Like many men (and some women!) Pim had a childhood fascination with dinosaurs, but he freely admits that he had no experience of fossil-hunting when he was a child growing up in the UK. More recently, there was a "a fruitless look along the cliffs at Lyme Regis, Dorset during a family holiday, prompted by the idea that I'd find my baby daughter Isla a fossil lying on the beach and keep it for her as a memento of the holiday."
He adds: "After much wandering around gazing at lumps of stone and trying to deduce whether they might have been alive around 150 million years ago, I ended up forlornly trudging off to one of the town's fossil shops to buy her an ammonite.
"When we lived in London (and even later when we moved to Norfolk, where I still live) my favourite day out was always a trip to the Natural History Museum" he says. "I would usually leave clutching some little souvenir -- a poster, a pencil rubber shaped like a Stegosaurus, a book of dinosaur facts -- and in writing this book it was very enjoyable to reconnect with the five-year-old within, and rekindle that interest -- while also going far deeper than I ever could when I was young.
"Rather than dinosaurs being kids' stuff, as they're often perceived, an increasing number of adults are developing an enthusiasm for the subject. We're currently going through the most exciting time ever -- a golden age -- in dinosaur palaeontology. Dozens of new dinosaurs are being discovered every year, at a far more prolific rate than in the past -- and scientists are now able to determine what color some of them were, analyze their genetic connections with birds, scan their skulls to find out how their brains were shaped (e.g. did they have an especially large olfactory bulb, thus a keen sense of smell?), and so on.

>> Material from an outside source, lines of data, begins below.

PR #364, opened 2025-08-27
CDPT-2872 side bar navigation amend

earthlingdavey:
In this PR:

**1.** Adds the full URL for the /courts/procedure-rules link, so that it is marked as active and expanded correctly.

Before and after controller update, on the procedure rule page:

image 
image

---

**2.** Correctly styles the active item when it has a sublist

Before and after style update:

image image


wilson1000:
Nice 😄

PR #371, opened 2025-09-01
CDPT-2941 Update `sass`, remove deprecated `@import` and fix duplicated `.icon` blocks in css.

earthlingdavey:
In this PR:

Legacy sass `@import` is replaces with `@use`. `@include` statements are now name-spaced.
Reference: https://sass-lang.com/documentation/breaking-changes/import/

The icon css block has been moved, so that is is processed and transformed to css once - instead of once for each frontend component.

The sass module had been updated, along with webpack config `api: "modern-compiler"`. This fixes a legacy JS api warning.
Reference: https://sass-lang.com/documentation/breaking-changes/legacy-js-api/

### DIFF
--- a/public/app/frontend/base.scss
+++ b/public/app/frontend/base.scss
@@ -1,5 +1,5 @@
 @charset "UTF-8";
-@import "./style.scss";
+@use "style";
 
 html {
     font-size: 16px;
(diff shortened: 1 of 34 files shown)


wilson1000 (approved):
Big update buddy! 😄

PR #374, opened 2025-09-03
CDPT-2947 Fix related pages side-panel doesn't render file download links correctly.

earthlingdavey:
- Update getBreadcrumbs to use label property instead of title (for consistency).
- Move page logic out of the template to a dedicated controller file (for separation of concerns).
- Extract link logic out of `templates.php` into `template-links.php` so functions related to links can be used in the elsewhere (i.e. sidebar).
- Fix breadcrumbs when searching within a parent page.


wilson1000 (approved):
Looks good 😄

PR #375, opened 2025-09-03
CDPT-2941 Add scheduled search re-index

earthlingdavey:
This PR adds a nightly search re-index, so that we don't get into a position where an environment has either: not been indexed or is partially indexed.

### DIFF
--- a/docker-compose.yml
+++ b/docker-compose.yml
@@ -15,6 +15,7 @@ services:
       target: dev
     volumes:
       - theme_dist:/var/www/html/public/app/themes/justice/dist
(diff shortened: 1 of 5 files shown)


wilson1000:
Good morning @earthlingdavey, have you identified an issue with ElasticSearch indexing?

wilson1000:
Or... are we using Relevanssi and it isn't indexing automatically, as it should?

earthlingdavey:
@wilson1000 yeah, it's Relevanssi. I've tagged you in the original issue on Jira.

PR #385, opened 2025-09-16
CDPT-2941 Handle h1 headings un page content.

earthlingdavey:
This PR knocks down the heading sizes if H! is in the user content.

Before: 

image

After:

image

### DIFF
--- a/public/app/frontend/style.scss
+++ b/public/app/frontend/style.scss
@@ -571,6 +571,24 @@ $iconSizes: (
         }
     }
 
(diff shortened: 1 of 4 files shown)


wilson1000:
Cool @earthlingdavey 
Just one thing, the H1 heading at the top is far too big in contrast to the design. Would you happen to know if these have been approved?

wilson1000:
A quick note: Sam Merritt suggested that we can remove the H5 and H6 headings and make the H1-H4 in context size-wise with the site.

PR #486, opened 2026-03-25
Update ingress auth realm (it's invalid with new ingress class)

earthlingdavey:
Fixes:

```
Error from server (BadRequest): error when creating "deploy/development/ingress.yaml": admission webhook "validate.nginx.ingress.kubernetes.io" denied the request: annotation nginx.ingress.kubernetes.io/auth-realm contains invalid value
service/nginx-service unchanged
```


MalcolmVonMoJ (approved):
LGTM

PR #557, opened 2026-07-21
WP and composer package updates

earthlingdavey:


brown-a2 (approved):
i'm guessing 6.9.5 was not affected if you are taking the batch code out

PR #568, opened 2026-08-04
Swap cookie plugins

earthlingdavey:
This PR includes:

- install and styling of the Cookie Compliance plugin
- simplification of `wp-script-localization.php` - the way script localization is done in a way that is compatible with the CSP
- `npm audit fix`
- Fix frontend styling bug
- Delete unused code around serving theme assets from CDN


public/app/themes/justice/inc/wp-script-localization.php
```diff
@@ -8,22 +8,35 @@
...
  */
 class WpScriptLocalization
 {
+    // The handle for the loader script registered in registerLocalizeLoaderScript().
+    const LOADER_HANDLE = 'moj-localize-loader';
+
     // Only allow certain script handles to be modified.
+    // Warning! Keep in sync with mojLocalizedDataEntries in src/js/script-localization.js.
     const ALLOWED_SCRIPT_HANDLES = [
         'ccfw-script',
```
earthlingdavey: Delete

PR #1483, opened 2022-08-14
msx: indoor plants

casswedson:
#### Summary
None

#### Content of the change
Replace two old sprites with stripped down versions, more simple, less colors, a little bolder
Screenshot from 2022-08-14 16-16-53
Screenshot from 2022-08-14 16-40-38

#### Testing
I think this is as much as I can get away with taking something and pretty much converting it into an icon; the plants have little shadows so that should help


Fris0uman:
I think they could do being less pastel, maybe increase the saturation a bit

casswedson:
That works, these are colors from a triffid and a wasp
Screenshot from 2022-08-15 18-06-51

PR #1490, opened 2022-08-20
msx: resize aluminum cans

casswedson:
#### Summary
None

#### Testing
My aluminum cans were a little small, or I guess some of my other items are a little big, but I'd like to make these bigger

#### Additional information
Bef & After
Screenshot from 2022-08-19 19-57-53
Screenshot from 2022-08-19 20-02-55


Fris0uman:
It's better to be on the "a little too big" side for MSX, makes things easy to identify

PR #1505, opened 2022-08-27
msx: simpler cursor

casswedson:
#### Summary
None

#### Content of the change
Make the cursor simpler, a square-ish yellow line, also recolor the item highlight icon, I use this yellow in a lot of places, consistency is good

#### Testing
Screenshot from 2022-08-26 17-54-09


gfx/MShockXotto+/pngs_tiles_32x32/misc/highlight.json
```diff
@@ -0,0 +1,8 @@
+{
+  "id": "highlight",
```
Fris0uman, line 2: Make one json file with an array  in the id field listing all the uses of cursor, including `cursor` right now with the json setup this way there is no sprite for cursor

PR #1507, opened 2022-08-27
HM Revisions Round 6

secretstamos:
#### Summary
HM "Revisions Round 6"

#### Content of the change

More sprite and item revisions

#### Testing

Sample image of some of the new walls/foors. Please see the changed items for more examples
image


Fris0uman:
Don't duplicate sprites, looks like NPC and player are using the same sprite so just add the json to assign the sprites to both instead of duplicating the sprites themselves

secretstamos:
> Don't duplicate sprites, looks like NPC and player are using the same sprite so just add the json to assign the sprites to both instead of duplicating the sprites themselves

done

PR #1544, opened 2022-09-06
Hm revisions round 7

secretstamos:
#### Summary
HM

#### Content of the change

Handful of new additions and revisions, including new wall icons. See below and the changes:

#### Testing

image


Fris0uman:
You should use the linter from the dda repo to format the json http://dev.narc.ro/cataclysm/format.html
Also you still have some files called `generic` in f_wreckage/Variations, it should iether have a useable name or go into a scratch folder outside the folders use for composing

"The most exciting part of all this is the pure thrill of trying to imagine these gargantuan, often terrifying animals and knowing that such creatures lived on Earth an inconceivably long time ago. I also realised in researching the book that dinosaurs form a way into numerous other subjects: anatomy, history, evolutionary theory, mythology, geology, religion, astronomy (i.e. the meteorite-strike extinction theory)... the list goes on. When you start learning about dinosaurs you learn about so many other things at the same time.
"One of the many aspects of this is that just about every country has its own dinosaurs. Normally when you think of dinosaurs, you tend to think of the American ones -- Tyrannosaurus, Diplodocus, Apatosaurus, Triceratops, Stegosaurus -- largely because of the power of American popular culture. But our British dinosaurs are as exciting and interesting as anywhere else's, and what's more it was a British scientist (Sir Richard Owen) who invented the word dinosaur. Let's reclaim dinosaurs for Britain!"
Pim helpfully adds hints about how to pronounce their names. The 30-foot-long high-browsing Lessemsaurus, once found in what is now Argentina, is pronounced Less-em-SORE-us. The more modest three-foot Eoraptor (also found in Argentina) is EE-oh-rap-tor and means "dawn plunderer." The 20-foot Efraasia, found in Germany, is ef-RAAS-ee-ah! And the Chindesaurus - possibly the earliest American dinosaur -- is CHIN-dee-SORE-us.
In closing -- let's get back to that mnemonic about pregnant camels. It refers to Precambrian (4500 Million Years Ago) Cambrian (542MYA) Ordovician (488 MYA) Silurian (443MYA) Devonian (416MYA) Carboniferous (359MYA) Permian (299MYA) Triassic (251MYA) Jurassic (199MYA) and Cretaceous (145-65MYA). It makes Jurassic Park sound almost contemporary! But then it wasn't until the Triassic age that dinosaurs turned up on earth, and not really until the Jurassic period that they really ruled the world.
The Bumper Book of Dinosaurs by Keiron Pim is published by Square Peg (Random House) at £18.99 ($35 Canadian). Reported by Huffington Post 4 hours ago.